My mind is spinning out of control , as I can't answer the question -- "am I putting up with too much in relationships?" and "should I stay or should I go"?Does anyone have the same questions ?! And or do u just constantly feel like you're not sure if it's you (you're ADD mind) or the other person?!How are we to tell the diff?! I have moments where I ask myself "wtf am I doing here, I'm leaving once and for all" and then not long after I'm mentally blaming myself , telling myself I just over think, or over react. Or I just forget the details of what's upsetting me, and continue on in this cycle, never getting anywhere- never growing together or as an individual- just feeling stuck. My thoughts , goals and ideas r inconsistent and scattered and My memory comes to a screeching halt in times when I need it most -- thus making it harder to piece together my thoughts to create a whole image- an image of what I want my life to look like, now and in the future. Without this image, it's hard to make decisions that will put me on the path to creating it. I have to figure this out some how, as the stress is affecting all aspects of my life. I'm 28 and just feel- i can't keep waisting time--I need to make up my mind one way or another as my life is in limbo because of this. Any advice? Does anyone here struggle with this? I never thought indecisiveness would plague my relationships too.
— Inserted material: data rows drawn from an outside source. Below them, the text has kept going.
PR #2710, opened 2026-05-11
fix: NumberSchema min/max/default should be number, not integer

### LINKED ISSUE #2698: NumberSchema shows "minimum", "maximum" as integer rather than number
### What's broken?

The JSON schema is wrong (incorrect type, constraint, or field)

https://github.com/modelcontextprotocol/modelcontextprotocol/blob/91a643c80ee9ad0eabbe09aa0c22498908614a8e/schema/2025-11-25/schema.json#L2115

### What should happen?

NumberSchema 'maximum'/ 'minimum' should be number type in JSON schema 

### What actually happens?

NumberSchema 'maximum'/ 'minimum' is of  type integer JSON schema 

### Anything else?

JSON Schema: https://github.com/modelcontextprotocol/modelcontextprotocol/blob/91a643c80ee9ad0eabbe09aa0c22498908614a8e/schema/2025-11-25/schema.json#L2115 

TS Schema: https://github.com/modelcontextprotocol/modelcontextprotocol/blob/91a643c80ee9ad0eabbe09aa0c22498908614a8e/schema/2025-11-25/schema.ts#L2267

It might be happening as we are using the script to generate JSON schema and converting all numbers to integer.
https://github.com/modelcontextprotocol/modelcontextprotocol/blob/91a643c80ee9ad0eabbe09aa0c22498908614a8e/scripts/generate-schemas.ts#L64

On similar line, Why we have integer in JSON schema as there is no integer type in JSON ? (Shouldn't everything be number)

gsdv:
Fixes #2698

## Motivation and Context

In `NumberSchema`, fields `minimum`, `maximum`, and `default` are declared as `number` in the TypeScript source, but the generated `schema.json` outputs them as  `"type": "integer"`. This is wrong, as a `NumberSchema` whose `type` is `"number"` must accept non-integer values for its bounds and default.

Root cause: `scripts/generate-schemas.ts` invokes `typescript-json-schema` with `--defaultNumberType integer`, which makes every TS `number` serialize as JSON `integer` unless the field opts out. The `NumberSchema` fields do not have opt-out annotation.

The fix uses the same `@TJS-type number` JSDoc escape hatch already used elsewhere in the schema (like in `ProgressNotification.progress`).

## How Has This Been Tested?

Ran `npm run generate:schema` and confirmed the JSON diff is exactly integer to number for the three fields in both draft and 2025-11-25. `npm run check:schema` passes.

## Breaking Changes
No breaking changes, source types are unchanged. The JSON schema is now more permissive, accepting non-integer values for `minimum`, `maximum`, and `default`. The previous rejecting of non-integer values was incorrect.

## Types of changes

- [ ] Documentation update

## Checklist

- [] I have added appropriate error handling
- [] I have added or updated documentation as needed

## AI assistance disclosure
I had Claude Code help me confirm the fix was correct.


dsp-ant:
Merged. Thank you for the fix and nicely spotted!

PR #2713, opened 2026-05-12
fix: correct NumberSchema minimum/maximum/default types from integer to number

### LINKED ISSUE #2698: NumberSchema shows "minimum", "maximum" as integer rather than number

dashitongzhi:
## Summary

Fixes #2698

The `--defaultNumberType integer` flag in `scripts/generate-schemas.ts` converts all TypeScript `number` types to JSON Schema `integer` during schema generation. While this is correct for most fields (request IDs, ports, etc.), it incorrectly converts `NumberSchema`'s `minimum`, `maximum`, and `default` properties to `integer` type. These fields should be `number` type because they define constraints for schemas that can have `"type": "number"`.

### scripts/generate-schemas.ts
- Added `fixNumberSchemaTypes()` post-processing function that corrects `NumberSchema.minimum`, `NumberSchema.maximum`, and `NumberSchema.default` from `integer` to `number` in generated JSON schemas
- Applied the fix in both the generation path and the check/validation path to ensure consistency

### schema/2025-11-25/schema.json and schema/draft/schema.json
- Changed `NumberSchema.default`, `NumberSchema.maximum`, and `NumberSchema.minimum` from `"type": "integer"` to `"type": "number"`

## Before

```json
"minimum": { "type": "integer" },
"maximum": { "type": "integer" },
"default": { "type": "integer" }
```

## After

```json
"minimum": { "type": "number" },
"maximum": { "type": "number" },
"default": { "type": "number" }
```

### DIFF
--- a/schema/2025-11-25/schema.json
+++ b/schema/2025-11-25/schema.json
@@ -2107,16 +2107,16 @@
         "NumberSchema": {
             "properties": {
                 "default": {
-                    "type": "integer"
+                    "type": "number"
                 },
                 "description": {
                     "type": "string"
                 },
                 "maximum": {
-                    "type": "integer"
+                    "type": "number"
                 },
                 "minimum": {
-                    "type": "integer"
+                    "type": "number"
                 },
                 "title": {
                     "type": "string"
--- a/schema/draft/schema.json
+++ b/schema/draft/schema.json
@@ -2509,16 +2509,16 @@
         "NumberSchema": {
             "properties": {
                 "default": {
-                    "type": "integer"
+                    "type": "number"
                 },
                 "description": {
                     "type": "string"
                 },
                 "maximum": {
-                    "type": "integer"
+                    "type": "number"
                 },
                 "minimum": {
-                    "type": "integer"
+                    "type": "number"
                 },
                 "title": {
                     "type": "string"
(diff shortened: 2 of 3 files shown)


localden:
#2710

Relationships & the indecisiveness st... - CHADD's Adult ADH...
Relationships & the indecisiveness struggle
I relate to what you are saying. I am also a non-confrontational person, so when something happens in the relationship, not only do I "forget" or jumble the issues, but I can't remain on target in sensibly arguing my point and end up not helping my cause when I finally get up the nerve to sit down and try to talk about my relationship. So things that are bothering me get pushed under the rug and now I have a hill in the middle of the relationship. The other problem that this leads to is that I am constantly going through my mind questioning whether I should end the relationship, but can see the positives that brings to my life as well. So I have one foot on both sides of the decision and feel so frustrated at myself that I turn inward, pull away more, and thus add to the relationship problems. UGH
Yes ! Exactly- you do get it . It was even hard for me to explain so I'm glad you got that. There must be ways of resolving this? Maybe we are self sabotaging. But then again, like u, I'll suddenly see the positives that are worth staying for, until something upsets me, but explaining what that is to them is hard-I also fear I'll just sound like a complaining idiot so I hold back. Deff feeling like I'm losing sight of who I am as I'm always trying to ppl pls and watch what i say in fear of starting something I won't be able to make my point about . Next thingI know , I'm in tears and regretting I said anything and apologizing to them. Ugh indeed!
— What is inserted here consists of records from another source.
PR #2742, opened 2026-05-19
SEP-2742: Declaring Authentication Methods for Remote MCP Servers

tobinsouth:
## Summary

This SEP adds an `auth` block to the `Remote` shape shared by `server.json` and Server Cards (SEP-2127), so a remote MCP server can declare which authentication methods it supports — and what an OAuth client needs that RFC 8414 / RFC 9728 discovery cannot provide — before the first MCP request.

It declares:

- **Authentication posture** — `none` / `optional` / `required`, so clients know whether to authenticate before `initialize`, lazily on 401, or not at all.
- **A method menu** — the server can offer OAuth and/or static-header authentication, and the consumer picks one.
- **OAuth registration mode** — `dynamic` (RFC 7591 DCR), `client-metadata` ([CIMD I-D](https://datatracker.ietf.org/doc/draft-ietf-oauth-client-id-metadata-document/)), or `static` (pre-registered, with the client ID either publisher-shared or consumer-supplied).
- **Client credential type** — `none`, `client_secret`, `private_key_jwt`, `tls_client_auth` — so confidential clients are representable.
- **Out-of-band Authorization Server endpoints** — for the meaningful fraction of real-world Authorization Servers that don't publish `.well-known/oauth-authorization-server`, with strict same-origin and validation constraints to prevent IdP Mix-Up.
- **`Input.pattern` / `Input.maxLength`** — two small validation hints for configuration UIs, additive to the existing `Input` shape.

Everything that *is* discoverable from RFC 8414 / RFC 9728 (token endpoint auth method, scopes, signing algorithms, registration endpoints) is deliberately excluded — the `auth` block carries only facts no protocol channel can answer.

## Why now

SEP-2127 (Server Cards) declares headers and URL templates but has no OAuth declaration of any kind. SEP-2633 (mcp.json) has an `oauth` object with three fields (`clientId`, `scopes`, `redirectUri`) — not enough to express confidential clients, CIMD registration, broken-discovery servers, or "register your own client." Without this gap closed, server publishers who want to be auto-configurable still need per-client README snippets, which is the problem SEP-2633 set out to solve.

The SEP also recommends a small set of corresponding additions to the `mcp.json` `oauth` object (registration mode, client credential, endpoints, posture, and a `serverCard` reference) — those will be raised as review feedback on #2633 separately.

## Relationship to existing work

- **SEP-2127 (Server Cards)** — this extends the `Remote` shape that Server Cards inherit from `server.json`.
- **SEP-2633 (mcp.json)** — this defines the publisher-side declaration; mcp.json carries the resolved consumer-side configuration. Recommended mcp.json additions are listed in the SEP and will go to #2633 as review comments.
- **MCP authorization spec** — this is purely additive. The default (`registration: "dynamic"`, `posture: "required"`) matches the spec's recommended DCR + PKCE flow exactly. Servers that comply with the auth spec need declare nothing.

## Looking for a sponsor

This sits at the intersection of the Server Card WG and the Auth IG. Tagging @dsp-ant, @SamMorrowDrums, and @tadasant for thoughts on whether this is the right shape and where it should live (this SEP, a follow-up to #2127, or an extension). Happy to rework the layering if the WG prefers a different split.

### DIFF
--- a/seps/2742-auth-declaration-for-remote-servers.md
+++ b/seps/2742-auth-declaration-for-remote-servers.md
@@ -1,11 +1,11 @@
-# SEP-0000: Declaring Authentication Methods for Remote MCP Servers
+# SEP-2742: Declaring Authentication Methods for Remote MCP Servers
 
 - **Status**: Draft
 - **Type**: Standards Track
 - **Created**: 2026-05-19
 - **Author(s)**: Tobin South (@tobinsouth)
 - **Sponsor**: None (seeking sponsor — Server Card WG / Auth IG)
-- **PR**: https://github.com/modelcontextprotocol/modelcontextprotocol/pull/0000
+- **PR**: https://github.com/modelcontextprotocol/modelcontextprotocol/pull/2742
 
 ## Abstract
 
--- a/seps/0000-auth-declaration-for-remote-servers.md
+++ b/seps/0000-auth-declaration-for-remote-servers.md
@@ -1,0 +1,427 @@
+# SEP-0000: Declaring Authentication Methods for Remote MCP Servers
+
+- **Status**: Draft
+- **Type**: Standards Track
+- **Created**: 2026-05-19
+- **Author(s)**: Tobin South (@tobinsouth)
+- **Sponsor**: None (seeking sponsor — Server Card WG / Auth IG)
+- **PR**: https://github.com/modelcontextprotocol/modelcontextprotocol/pull/0000
+
+## Abstract
+
+The MCP authorization specification defines _how_ a client authenticates to an OAuth-protected server: RFC 9728 / RFC 8414 discovery, RFC 7591 dynamic client registration, PKCE, and resource indicators. The configuration formats that surround the protocol — `server.json` (MCP Registry), MCP Server Cards (SEP-2127), and `mcp.json` (SEP-2633) — describe how a client _connects_ to a server, but none of them currently declare _which authentication methods a server supports_, or what an OAuth client needs that discovery cannot provide.
+
+This SEP adds an `auth` block to the `Remote` shape shared by `server.json` and Server Cards. The block declares: an authentication posture (`none`, `optional`, `required`), a list of supported authentication methods (OAuth, static headers), and — for OAuth methods — the registration mode (`dynamic`, `client-metadata`, `static`), the required token-endpoint client credential type, and out-of-band Authorization Server endpoints when standard discovery is unavailable. It also adds two small validation hints (`pattern`, `maxLength`) to the existing `Input` shape so configuration UIs can validate user-supplied values.
+
+These are exactly the facts a client needs to build a complete authentication flow and a configuration form _before_ the first MCP request. Today they live scattered across per-client README sections, hardcoded client allowlists, and trial-and-error 401 responses.
+
+## Motivation
+
+### The gap in the configuration formats
+
+The three configuration formats describe progressively more concrete things:
+
+| Format | Layer | Authentication coverage today |
+| --- | --- | --- |
+| `server.json` / Server Card (SEP-2127) | "What this server supports" | `headers[]` on the `Remote` shape — header-based auth only. **No OAuth declaration of any kind.** |
+| `mcp.json` (SEP-2633) | "How this client will connect" | An `oauth` object with three fields: `clientId`, `scopes`, `redirectUri`. |
+
+Both gaps prevent real servers from being configured automatically:
+
+1. **A server that supports OAuth has no way to say so in its Server Card.** The `Remote` shape in SEP-2127 (and the underlying `server.schema.json`) declares headers via `KeyValueInput` but has no field for OAuth at all. A registry, IDE, or marketplace ingesting a Server Card cannot tell whether the server expects an OAuth flow, an API key, or nothing.
+
+2. **A server that supports both OAuth and a static API key can declare neither as a choice.** `headers[]` is a flat list. There is no way to say "use OAuth, or alternatively send an API key" — common for servers whose enterprise customers prefer key-based service accounts while individual users prefer OAuth.
+
+3. **A confidential OAuth client is unrepresentable.** `mcp.json`'s `oauth` object has no field for a client secret, a private key, or a client certificate. Servers whose Authorization Servers require `client_secret_post`, `client_secret_basic`, `private_key_jwt` (RFC 7523), or `tls_client_auth` (RFC 8705) cannot be expressed. The configuration falls back to a hand-rolled `Authorization` header, which abandons the OAuth flow entirely.
+
+4. **Servers with non-standard discovery cannot be configured.** RFC 9728 / RFC 8414 discovery is the standard, but a meaningful fraction of real-world Authorization Servers do not publish `.well-known/oauth-authorization-server` or publish it incorrectly. Snowflake's Custom OAuth security integration, for example, exposes its endpoints at `/oauth/authorize` and `/oauth/token-request` and publishes no discovery document. There is no escape hatch in any of the configuration formats.
+
+5. **Client ID Metadata Documents are unrepresentable.** [The CIMD Internet-Draft](https://datatracker.ietf.org/doc/draft-ietf-oauth-client-id-metadata-document/) defines a registration model where the `client_id` _is_ an HTTPS URL pointing to a metadata document — no DCR, no per-server pre-registration. A `clientId` field that contains an HTTPS URL cannot be distinguished from a static client identifier that happens to look like a URL. The connection behavior is completely different.
+
+6. **Servers that accept anonymous requests but offer authenticated tools have no way to say so.** Many servers serve `initialize` and `tools/list` without authentication but require it for some `tools/call` operations, returning 401 lazily. A client that doesn't know this pre-authenticates unnecessarily; a client that doesn't know auth is _required_ wastes a round-trip on a guaranteed 401.
+
+### The motivating consequence
+
+SEP-2633's motivation section observes that the GitHub MCP server's documentation contains _eleven separate per-client configuration examples_. Standardizing the configuration format reduces eleven snippets to one, but only if that one snippet can express what eleven hand-written ones can. Today, the auth-related half of the format cannot.
+
+A server publisher who wants their server to "just work" when discovered must today:
+
+- maintain hardcoded knowledge in each client (which doesn't scale beyond a handful of curated servers), or
+- maintain per-client README snippets (which is the problem SEP-2633 exists to solve), or
+- only support DCR + PKCE + perfect RFC 8414 discovery (which excludes a large fraction of real Authorization Servers).
+
+This SEP closes the gap by declaring the small set of authentication facts that cannot be discovered from RFC 9728 / RFC 8414 metadata at runtime.
+
+### The discoverability principle
+
+Conversely, this SEP deliberately _excludes_ everything that can be discovered. The MCP authorization specification already defines how a client learns the Authorization Server's `token_endpoint`, `authorization_endpoint`, `registration_endpoint`, `token_endpoint_auth_methods_supported`, `scopes_supported`, and `code_challenge_methods_supported` from `.well-known` metadata (RFC 8414) and how it learns which Authorization Server protects an MCP server from `.well-known/oauth-protected-resource` (RFC 9728). Storing those facts in a configuration document would create a copy that drifts from the source of truth.
+
+A field belongs in the `auth` block only when no discovery channel can provide it: which authentication methods to offer, who registered the OAuth client, what kind of credential the client needs, and what the configuration UI should label its inputs. Everything else is the runtime's job.
+
+## Specification
+
+This SEP modifies the `Remote` and `Input` shapes used by `server.json` (MCP Registry) and Server Cards (SEP-2127). It uses the existing `KeyValueInput` shape for header declarations and introduces no new top-level documents.
+
+### `Remote.auth`
+
+A new optional `auth` field on the `Remote` shape declares the authentication methods a remote endpoint supports.
+
+```jsonc
+{
+  "type": "streamable-http",
+  "url": "https://mcp.example.com/mcp",
+  "auth": {
+    "posture": "required",      // "none" | "optional" | "required"
+    "preferred": "oauth",       // optional: which method to preselect when there's a choice
+    "methods": [
+      { "type": "oauth", ... },
+      { "type": "headers", ... }
+    ]
+  }
+}
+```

I've found that if I make notes and make an "appointment" to sit down and discuss things, it really helps. Not being in the heat of emotion and systematic with my notes keeps me on point and patient enough to listen to responses without feeling the need to rush before I forget. I find it evens allows me to be calmer and be present during the responses so I can really absorb what is being said. Hope that helps!
I'm indecisive about my friendship and a lot of other decisions I have to make. It gets overwhelming.